Biking down a smooth, flat, and unchallenging road will require less energy than biking up a steep slope. The pedaling effort needed to overcome tough or steep terrains significantly affects your e-bike's mileage. For example, simple commuting to your workplace will give you a better range than mountain biking.
The amount of load you put on your e-bike will also affect how much energy you need to put into moving it. If you have passengers or cargo on your e-bike, you'll likely need to pedal harder or increase the pedal assist. Both will drain your battery faster and reduce the mileage of your e-bike. If you weigh more than 100kg, your electric bike will definitely not reach the maximum mileage figure provided by the manufacturer. More than that, most e-bikes with lightweight frame tend to have a higher range than larger or heavier bikes.

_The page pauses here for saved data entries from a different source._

PR #292, opened 2016-01-29
Remove pubsub

bkutil:
As the `TestView` was the last view depending on the pub sub system, modify it so it uses `program.events`. Then gradually remove dependencies on the `publish` and `subscribe` procs from the inheritance chains and from the code.

### DIFF
--- a/lib/program.js
+++ b/lib/program.js
@@ -56,24 +56,6 @@ var Program = Base.extend({
 
         this.scheduler.start();
     },
-    // connect a publish/subscribe channel that is inside the flowgraph closure to the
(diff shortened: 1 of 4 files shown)


bkutil:
cc: @dmajda @demmer

dmajda:
+1

@bkutil The [CI failure](https://travis-ci.org/juttle/juttle/builds/105644840) seems to be because of decreased coverage, which seems odd given this PR mostly removes code. Please investigate and adjust the numbers if necessary before merging.

bkutil:
Rebased

bkutil:
I'll move the channel allocation to a method on program in a separate PR.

The e-bike's overall state
Your bike's overall state will affect every aspect of its performance, especially the mileage. Wear and tear after long-time use will also affect your bike's performance and require you to use more energy to pedal or more pedal assist.
Tips to improve the mileage of your e-bike
Do not drain the battery completely
Avoid letting your battery drain out before you recharge. Batteries lose their ability to hold a charge as you use them more often, so if you observe that your e-bike's battery isn't getting decent mileage anymore, it might be time to get a replacement.
Use pedal assist mode
As you may have deduced, the more assistance you get from your bike, the more energy your bike expands and the lower its mileage. Riding in pedal assist mode will help save battery power and increase your range than riding in pure electric or throttle mode.
Keep your tires well-inflated
Tires that have less pressure are more likely to have a higher resistance to rolling on the terrain. As such, they'll need more power from the e-bike. Smoother, fully-inflated tires are more likely to give less rolling resistance and better transmission. Frequently checking your tire pressure is an essential part of maintenance. Before purchasing a bike, you should carefully consider its tires. Narrow tires with higher pressure provide better mileage and efficiency but may feel less comfortable.
Don't ride your electric bike in harsh weather
Your e-bike battery performs best in mild conditions and constant temperature. If you live in a region where riding in cold weather is unavoidable, you can invest in battery insulators or covers. Avoid riding in heavy rain or extremely cold temperatures to preserve your battery's performance, capacity, and range.
Pay attention to the maximum load of your electric bike
Your e-bike can only take so much extra load before it starts to suffer for it. All e-bikes come with a manufacturer-advised maximum loading, letting you know how much weight the e-bike can take. Generally speaking, a bigger electric bicycle has a bigger maximum load because of the stronger frame. For example, the 26-inch fat tire ebike Lankeleisi XT750 plus can bear as heavy as 200kg load, but the 14-inch city ebike Dohiker Y1 can only bear a 120kg load.
Maintain your bike regularly
If your e-bike is not in good shape, there's no way it'll perform optimally and take you as far as you need it to. Ensure that you maintain your e-bike regularly, keep it in good condition, and store it properly.
While many things could affect your e-bike's mileage, it is possible to minimize negative factors. By routinely checking your e-bike, using it in appropriate conditions, and maintaining it properly, you can improve its performance and range.